[DIRECTIONS] Reproduce exactly the lines that run from the start of the records below to the line with "In the backend, we", inclusive.

Records excerpted from a collection
○ ○ ○ ○ ○ ○ ○
PR #639, opened 2025-03-28
[TC-1172] Program validation + Home Location

chelsea-EYDS:
[TC-1172](https://bcdevex.atlassian.net/browse/TC-1172)

Objective:
- Fixes home location + program validation message visibility
- change font color
- button submits single click
- fix splash button


leon-ey (approved):
Works as intended, tested on my end:

image

PR #641, opened 2025-03-28
[TC-1137] UI fixes

chelsea-EYDS:
[TC-1137](https://bcdevex.atlassian.net/browse/TC-1137)

Objective:


leon-ey (commented):
The only thing I noticed is that the `Delete` button is a bit misaligned with languages/skills picker, but otherwise everything else looks good!

image

chelsea-EYDS:
Fixed the commented issue. Merging

PR #642, opened 2025-03-28
[TC-1202] submit button not registering first click

chelsea-EYDS:
[TC-1202](https://bcdevex.atlassian.net/browse/TC-1202)

Objective:
- Bugfix for button not registering first click


leon-ey (approved):
Tested, works great!

image

PR #647, opened 2025-03-29
[CHORE] reverting download button remove

chelsea-EYDS:
Objective:
- adding the download button back to main


chelsea-EYDS:
Merging - previously approved

PR #649, opened 2025-03-31
[FIX] export query

fw-noel:
Objective:
This is a working download on Dev with 3500 members, resulting in a 2.6mb CSV file.

Further todos:
- Ensure Recommitment details filled out, only should be program specific (left join include clause on program)
- Clean up headers if needed
- Write BCWS equivalent endpoint; remove EMCR specific fields
- No @Public
- Ensure frontend still works fine


chelsea-EYDS (approved):
Approving but need @fw-noel approval prior to merge

chelsea-EYDS (approved):

PR #651, opened 2025-03-31
[TC-1103] update ministry abbreviations and names

fw-noel:
[TC-1103](https://bcdevex.atlassian.net/browse/TC-1103)

Objective:
In the backend, we still have the old abbreviations so as to not change existing data, but we introduce the new acronyms to allow their use.
In the frontend, we replace so that old abbreviations can no longer be selected
We also set the names properly.


backend/src/common/enums/ministry.enum.ts
```diff
@@ -53,28 +58,34 @@ export enum MinistryName {
...
   TACS = 'Tourism, Arts, Culture and Sport',
-  MOTI = 'Transportation and Infrastructure',
+  MOTI = 'Transportation and Transit',
   WLRS = 'Water, Land and Resource Stewardship',
-  OTHER = 'Other'
+  OTHER = 'Other',
+  ECS = 'Energy and Climate Solutions',
+  MCM = 'Mining and Critical Minirals',
+  INF = 'Infrastructure',
+  MCFD = MCF,
```
chelsea-EYDS, line 67: Should we remove MCF since we're renaming the enum in the db?

backend/src/database/migrations/1743013336475-rename-certs-migration.ts
chelsea-EYDS, line 1: This has already ran on prod - will renaming cause issues?

chelsea-EYDS (approved):

PR #653, opened 2025-03-31
[TC-1200] adjustment to availability query

chelsea-EYDS:
[TC-1200](https://bcdevex.atlassian.net/browse/TC-1200)

Objective:

Currently if you are searching for a member by an available date range, the member will only show up if the confirmed until date is after the the [query.to](http://query.to/) date. We allow partial matches so this should be changed to include users whose confirmed until date is greater than or equal to the query.from date.

### DIFF
--- a/frontend/src/components/table/classes.ts
+++ b/frontend/src/components/table/classes.ts
@@ -9,6 +9,8 @@ export const tableClass = {
 
 export const getUnionMembershipClass = (value?: string) => {
   switch (value) {
+    case UnionMembership.OTHER:
+      return `${tableClass.classificationClass} text-warning bg-warningBannerLight border-warningDark`;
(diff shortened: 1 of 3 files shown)


frontend/src/components/table/classes.ts
```diff
@@ -9,6 +9,8 @@ export const tableClass = {
 
 export const getUnionMembershipClass = (value?: string) => {
   switch (value) {
+    case UnionMembership.OTHER:
+      return `${tableClass.classificationClass} text-warning bg-warningBannerLight border-warningDark`;
```
chelsea-EYDS, line 13: Seems like this changes was un-done so I redid :)

fw-noel (approved):

PR #614, opened 2015-07-24
Update fsouza/go-dockerclient to the last version.

### LINKED ISSUE #610: Trying to run an unknown command with "emp run" results in useless error message.
You get something like: `runner: start container: No such container: <sha>`. According to @ejholmes, it's a docker bug, and it's been fixed in `go-dockerclient`. Just need to upgrade.

benjamin-guillet:
This will fix the uninformative error message when trying to
run an unknown command in a docker container. Fix #610 .

Fixed in https://github.com/fsouza/go-dockerclient/commit/39c614e2d1e5b936b46298e873c26504419238e1


phobologic:
:+1:

ejholmes:
We should test this on staging for a bit just to make sure there's nothing wonky, especially with `emp run`. Last time I tried there was a bug in the connection hijacking that made `emp run` stall.

PR #618, opened 2015-07-28
Store registry along with repo to the app configuration

bronislav:
We need to store full repo including registry in order to be able to pull correct image.


bronislav:
I'm closing this issue since further investigation showed that problem in docker itself and not in the empire. docker/docker#15085

PR #619, opened 2015-07-29
Implement the emp info endpoint

benjamin-guillet:
Implement the emp info endpoint. Address https://github.com/remind101/emp/issues/13.

### DIFF
--- a/tests/cli/apps_test.go
+++ b/tests/cli/apps_test.go
@@ -32,11 +32,6 @@ func TestApps(t *testing.T) {
 }
 
 func TestAppInfo(t *testing.T) {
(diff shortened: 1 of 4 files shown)


tests/cli/apps_test.go
```diff
@@ -27,3 +30,21 @@ func TestApps(t *testing.T) {
...
+	}
+
+	run(t, []Command{
+		{
+			"create acme-inc",
+			"Created acme-inc.",
+		},
+		{
+			"info -a acme-inc",
+			regex,
```
ejholmes: You can just use `regex.MustCompile` and throw the regex here.

ejholmes:
Looks great! :+1:

Issue #615, opened 2015-07-25
Can't specify the app when deploying via emp


mhahn:
I'm curious how you all handle DB migrations within empire. The way I was thinking about doing it was having two apps within empire `api` and `api-migrations`.

`api` would have the external domain attached to it and several web processes running. `api-migrations` would have no external domain and no web processes.

for a release that required migrations, i would like to do something like the following:
```
$ emp deploy -a api-migrations mhahn/api
$ emp run -a api-migrations python manage.py migrate --no-input
# now that migrations are complete, deploying is safe
$ emp deploy -a api mhahn/api
```

DeploymentsCreateOpts supports specifying the app, but this isn't exposed via emp cli. Is this intentional? Is there a more preferred way to do what I'm looking for?

ejholmes:
@mhahn we basically treat it like we did when we were on Heroku. Since ECS is going to do a zero downtime deploy (spin up new processes, health check them, tear down the old ones after connections have drained), any release with migrations needs to be backwards compatible with the last release. So, when we're about to merge a PR, we separate out the migrations first and deploy those, run them, then deploy the code that uses them.

ejholmes:
Regarding specifying the app when deploying, yeah, we want to support that. Just needs a new API endpoint (probably `POST /apps/{app}/deploys`) and CLI support.

mhahn:
I think I'm missing something when trying to test these changes.

I've followed the steps listed here: https://github.com/remind101/empire#development.

After making the changes I do the following:

```
# within $GOPATH/src/github.com/remind101/emp
$ godep go build # to build the new cli with my changes

# within $GOPATH/src/github.com/remind101/empire
$ make build
$ docker-compose up
```

i can see that the cli changes are present and the new URL is being hit in the output from docker-compose, but its returning a 404. I tried testing adding some basic URLs within https://github.com/remind101/empire/blob/master/server/heroku/heroku.go#L19 but all of them return 404s. Did I miss some build step or is there somewhere else the URLs should be added?

mhahn:
and by test I mean, test against a local empire dev server. i wrote unit tests and those are passing.

ejholmes:
If you're making changes to empire, you'll need to rebuild the image that docker-compose uses:

```console
$ docker-compose build
$ docker-compose up
```

mhahn:
ah, cool.

[...]

PR #622, opened 2015-07-30
Deploy specific app

mhahn:
Server side fix for https://github.com/remind101/empire/issues/615.

Two things I wanted to call out:
- The change to `AppsFindOrCreateByRepo`. I had talked to Barrett about this being a design choice on your guys end. The change I made makes sense to me, but I just started working with this stuff today. Let me know if there is some implication I'm unaware of by unlinking them.
- `emp deploy -a some-app remind101/acme-inc` will only work if `some-app` exists. This seemed like a much simpler choice than creating the app if it doesn't exist. If we create the app based on "-a" then that subtly changes the meaning of "-a" in relation to all other commands that use it. I'll defer to whatever you guys prefer on this though.

### DIFF
--- a/apps.go
+++ b/apps.go
@@ -28,10 +28,10 @@ var (
 // NamePattern is a regex pattern that app names must conform to.
 var NamePattern = regexp.MustCompile(`^[a-z][a-z0-9-]{2,30}$`)
 
-// NewAppNameFromRepo generates a new name from a Repo
+// AppNameFromRepo generates a name from a Repo
 //
 //	remind101/r101-api => r101-api
-func NewAppNameFromRepo(repo string) string {
+func AppNameFromRepo(repo string) string {
 	p := strings.Split(repo, "/")
 	return p[len(p)-1]
 }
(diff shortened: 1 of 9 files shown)


ejholmes:
This looks great! I'll play around with it a bit today. Couple of initial comments coming.

deployments.go
```diff
@@ -37,7 +37,7 @@ type DeploymentsCreateOpts struct {
 // deployer is an interface that represents something that can perform a
 // deployment.
 type deployer interface {
-	Deploy(context.Context, DeploymentsCreateOpts) (*Release, error)
+	Deploy(context.Context, *DeploymentsCreateOpts) (*Release, error)
```
ejholmes: Any reason to make this a pointer? In general for option structs like this, I think it's better to not use a pointer unless the nil value has a semantic meaning. I think passing in nil right now would cause a panic.

server/heroku/deployments.go
```diff
@@ -22,10 +22,19 @@ type PostDeployForm struct {
...
 func (h *PostDeploys) ServeHTTPContext(ctx context.Context, w http.ResponseWriter, req *http.Request) error {
+	opts, err := getDeploymentsCreateOpts(ctx, w, req)
+	if err != nil {
+		return err
+	}
+	h.Deploy(ctx, opts)
+	return nil
+}
+
+func getDeploymentsCreateOpts(ctx context.Context, w http.ResponseWriter, req *http.Request) (*empire.DeploymentsCreateOpts, error) {
```
ejholmes: Just a Go style thing. Can we make this `newDeploymentsCreateOpts`?

deployments.go
mhahn: Yea, this is just me being not very familiar with go. I wanted to return nil here: https://github.com/remind101/empire/pull/622/files#diff-71bb861dacfb9ab12070c76ed3a8ce95R37, but it makes sense that the Deploy func should be required to take the struct. Let me fix that.

apps.go
```diff
@@ -168,23 +168,13 @@ func (s *appsService) AppsEnsureRepo(app *App, repo string) error {
...
-	// If the app wasn't found, create a new app linked to this repo.
-	if err != gorm.RecordNotFound {
-		return a, nil
-	}
-
-	n := NewAppNameFromRepo(repo)
-
-	a, err = s.store.AppsFirst(AppsQuery{Name: &n})
+	n := AppNameFromRepo(repo)
+	a, err := s.store.AppsFirst(AppsQuery{Name: &n})
```
ejholmes: I think if we make this change, then we're actually not using the `repo` column anywhere and it could just be removed (doesn't have to happen in this PR).

I was originally thinking that the CLI would allow you to link a docker repo to an app, but I think I might like this approach better.

ejholmes:
This is great! Thanks!

PR #623, opened 2015-07-30
Exit LoadBalancers loop when there are no more returned

markpeek:
This was causing an infinite loop polling the AWS API when
there were no ELB's running in the region.


ejholmes:
Nice find! Can we add a test for this, similar to [TestELB_LoadBalancers](https://github.com/remind101/empire/blob/1afd70c8c7759d425804efa698784726f613cd3b/pkg/lb/elb_test.go#L102).

markpeek:
np...pushed a test for it.

ejholmes:
:+1: thanks @markpeek!

PR #625, opened 2015-07-30
Trace empire deployer.

ejholmes:
I'm seeing https://app.honeybadger.io/projects/43058/faults/14165058 occasionally, which isn't very helpful because the error is overridden by [tugboat.ErrFailed](https://github.com/remind101/empire/blob/792c4e7fb74005f85d15fb3253a0f4e940122fbb/server/github/deployer.go#L125). This should trace the original error as well.


benjamin-guillet:
:+1:

phobologic:
:+1:

Issue #626, opened 2015-07-31
Silent failure when IAM permissions missing


pikeas:
Since the current CloudFormation config has overly broad permissions (#579), I configured my Empire controller to use an IAM user role with no access rights as a test. My plan was to run `emp` commands that I expected to fail with PermissionDenied errors, open up the role, and iterate until everything works.

However, Empire is failing silently:

```
$ emp deploy remind101/acme-inc:latest
...
Status: Image is up to date for remind101/acme-inc:latest

$ emp ps -a acme-inc
<blank output>

$ emp scale -a acme-inc web=2
error: ServiceNotFoundException: Service not found.
	status code: 400, request id: []
```

No service or load balancer is created on AWS, but as far as Empire is concerned, the request completed successfully.

Some endpoints did error successfully. I needed to add `ecs:ListServices` to get this far. Why is service creation failing silently?

phobologic:
Are you checking the logs of the empire daemon?  If it isn't loud enough, you should also try running the Empire daemon with EMPIRE_AWS_DEBUG set.

If you'd like to see somewhat tighter policies, you could also checkout the stacker blueprint policies:

https://github.com/remind101/stacker/blob/master/stacker/blueprints/empire/policies.py

pikeas:
Yep, just discovered and enabled `EMPIRE_AWS_DEBUG`. I now have some evidence of the failures:

```
---[ RESPONSE ]--------------------------------------
HTTP/1.1 403 Forbidden
Content-Length: 386
Content-Type: text/xml
Date: Fri, 31 Jul 2015 02:41:25 GMT
X-Amzn-Requestid: a36131b3-372d-11e5-98b0-5363c1742e73
```

This is better, but the failed request IDs aren't displayed on CloudTrail - I'm looking into that to see if I need to add some additional config on the AWS side.

However, the fact that Empire is showing success when AWS is clearly returning 40x failures for the API calls seems like a Big Deal. Can you confirm that you're seeing the same behavior on your end by intentionally restricting Empire on a test cluster?

phobologic:
Hmm - I may not be able to get to it tonight, but how are you defining 'showing success'?  The deploy command successfully pulling down the image you mean and not throwing an error?

pikeas:
@phobologic As far as I know, the deploy command should a) download the image, b) create a task definition, c) create a service from that definition, and d) create a load balancer for the service.

[...]

PR #628, opened 2015-08-03
Expose AWS API errors when deploying

phobologic:
Fixes GH-626 - I'm sure there are more places where this will pop up,
but the deploy end point should be good to go now.

### DIFF
--- a/deployments.go
+++ b/deployments.go
@@ -92,22 +92,16 @@ func (s *deployerService) doDeploy(ctx context.Context, opts DeploymentsCreateOp
 		Description: desc,
 	})
 
-	if err != nil {
-		return nil, err
-	}
-
-	return r, nil
+	return r, err
 }
 
 // Deploy is a thin wrapper around doDeploy to handle errors & output more cleanly
 func (s *deployerService) Deploy(ctx context.Context, opts DeploymentsCreateOpts) (*Release, error) {
-	r, err := s.doDeploy(ctx, opts)
 	var msg jsonmessage.JSONMessage
+
+	r, err := s.doDeploy(ctx, opts)
 	if err != nil {
 		msg = newJSONMessageError(err)
-		if err = json.NewEncoder(opts.Output).Encode(&msg); err != nil {
-			return nil, err
-		}
 	} else {
 		msg = jsonmessage.JSONMessage{Status: fmt.Sprintf("Status: Created new release v%d for %s", r.Version, r.App.Name)}
 	}
--- a/deployments.go
+++ b/deployments.go
@@ -49,8 +49,8 @@ type deployerService struct {
 	*releasesService
 }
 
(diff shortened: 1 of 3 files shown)


deployments.go
```diff
@@ -92,9 +92,27 @@ func (s *deployerService) Deploy(ctx context.Context, opts DeploymentsCreateOpts
 		Description: desc,
 	})
 
-	if err := json.NewEncoder(opts.Output).Encode(&jsonmessage.JSONMessage{
-		Status: fmt.Sprintf("Status: Created new release v%d for %s", r.Version, r.App.Name),
-	}); err != nil {
+	if err != nil {
```
ejholmes: You can just remove this if and:

```go
return r, err
```

server/heroku/deployments.go
```diff
@@ -20,13 +20,17 @@ type PostDeployForm struct {
...
-// Serve implements the Handler interface.
+// ServeHTTPContext implements the Handler interface.
 func (h *PostDeploys) ServeHTTPContext(ctx context.Context, w http.ResponseWriter, req *http.Request) error {
 	opts, err := newDeploymentsCreateOpts(ctx, w, req)
 	if err != nil {
 		return err
 	}
-	h.Deploy(ctx, *opts)
+
+	_, err = h.Deploy(ctx, *opts)
```
ejholmes: We actually don't want to return an error here, since we're streaming the output. Maybe add a comment noting that we're explicitly ignoring the error for that reason.

deployments.go
```diff
@@ -92,9 +92,27 @@ func (s *deployerService) Deploy(ctx context.Context, opts DeploymentsCreateOpts
...
+	return r, nil
+}
+
+// Deploy is a thin wrapper around doDeploy to handle errors & output more cleanly
+func (s *deployerService) Deploy(ctx context.Context, opts DeploymentsCreateOpts) (*Release, error) {
+	r, err := s.doDeploy(ctx, opts)
+	var msg jsonmessage.JSONMessage
+	if err != nil {
+		msg = newJSONMessageError(err)
+		if err = json.NewEncoder(opts.Output).Encode(&msg); err != nil {
```
ejholmes: This would result in the error being encoded into the stream twice, no? Once here, then it falls down to the one below. I think you just want this:

```go
var (
        msg jsonmessage.JSONMessage
        enc = json.NewEncoder(opts.Output)
)

r, err := s.doDeploy(ctx, opts)
if err != nil {
        msg = newJSONMessageError(err)
} else {
        msg = jsonmessage.JSONMessage{Status: fmt.Sprintf("Status: Created new release v%d for %s", r.Ver
}

if err := enc.Encode(&msg); err != nil {
        return r, err
}

return r, err
```

ejholmes:
:+1:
○ ○ ○ ○ ○ ○ ○
[FINISHED EXERCISE]
PR #639, opened 2025-03-28
[TC-1172] Program validation + Home Location

chelsea-EYDS:
[TC-1172](https://bcdevex.atlassian.net/browse/TC-1172)

Objective:
- Fixes home location + program validation message visibility
- change font color
- button submits single click
- fix splash button


leon-ey (approved):
Works as intended, tested on my end:

image

PR #641, opened 2025-03-28
[TC-1137] UI fixes

chelsea-EYDS:
[TC-1137](https://bcdevex.atlassian.net/browse/TC-1137)

Objective:


leon-ey (commented):
The only thing I noticed is that the `Delete` button is a bit misaligned with languages/skills picker, but otherwise everything else looks good!

image

chelsea-EYDS:
Fixed the commented issue. Merging

PR #642, opened 2025-03-28
[TC-1202] submit button not registering first click

chelsea-EYDS:
[TC-1202](https://bcdevex.atlassian.net/browse/TC-1202)

Objective:
- Bugfix for button not registering first click


leon-ey (approved):
Tested, works great!

image

PR #647, opened 2025-03-29
[CHORE] reverting download button remove

chelsea-EYDS:
Objective:
- adding the download button back to main


chelsea-EYDS:
Merging - previously approved

PR #649, opened 2025-03-31
[FIX] export query

fw-noel:
Objective:
This is a working download on Dev with 3500 members, resulting in a 2.6mb CSV file.

Further todos:
- Ensure Recommitment details filled out, only should be program specific (left join include clause on program)
- Clean up headers if needed
- Write BCWS equivalent endpoint; remove EMCR specific fields
- No @Public
- Ensure frontend still works fine


chelsea-EYDS (approved):
Approving but need @fw-noel approval prior to merge

chelsea-EYDS (approved):

PR #651, opened 2025-03-31
[TC-1103] update ministry abbreviations and names

fw-noel:
[TC-1103](https://bcdevex.atlassian.net/browse/TC-1103)

Objective:
In the backend, we still have the old abbreviations so as to not change existing data, but we introduce the new acronyms to allow their use.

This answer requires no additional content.